** Entries shown **
PR #2507, opened 2026-06-23
[operator] build shared Go secrets provider binary once

mzywang:
buildGoSourceSecretsBinary compiled a byte-identical Go provider binary on
every call (5 call sites across the source-secrets tests), each a full `go build`
of an SDK-importing main. Under -race these builds were a meaningful chunk of the
operator race job's wall-clock.

Compile the binary once per test-binary run via sync.Once into a shared temp
directory and reuse it; the directory is removed in TestMain. The binary is
identical for all callers and is consumed read-only (callers either read its
bytes or pass its path), so sharing is safe. Verified under -race -parallel.


mzywang:

- #2507 ◀

PR #2508, opened 2026-06-23
[packageio] stop decompressing provider archives redundantly

mzywang:
Installing a provider package decompressed the same gzip/tar archive three
times: once to read the manifest, once to read the artifact for its digest
check, and once to extract. Manifest resolution also walked the whole archive
once per candidate name, so packages using manifest.yaml/.yml paid an extra
full decompression for the manifest.json miss.

- ReadPackageManifestIn now collects whichever candidate manifest is present in
  a single walk instead of one full walk per name.
- installPackage extracts first, then verifies the artifact digest against the
  extracted file (via packageio.FileSHA256) instead of decompressing the archive
  a second time to read it. The package is never executed before the check.

Full-archive duplicate-entry detection (walkPackageArchive) and single-root
manifest validation (ExtractPackage) are unchanged. Measured on the operator
race suite, which exercises this path heavily: package user CPU under -race fell
~54% (615s -> 285s).

### DIFF
--- a/gestaltd/internal/operator/package_install.go
+++ b/gestaltd/internal/operator/package_install.go
@@ -1,8 +1,6 @@
 package operator
 
 import (
-	"crypto/sha256"
-	"encoding/hex"
 	"fmt"
 	"os"
 	"path/filepath"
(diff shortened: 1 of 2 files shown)


mzywang:

- #2508 ◀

** What is required **
The records are given above. Copy each line in them that holds "shared".

** Solution **
[operator] build shared Go secrets provider binary once
Compile the binary once per test-binary run via sync.Once into a shared temp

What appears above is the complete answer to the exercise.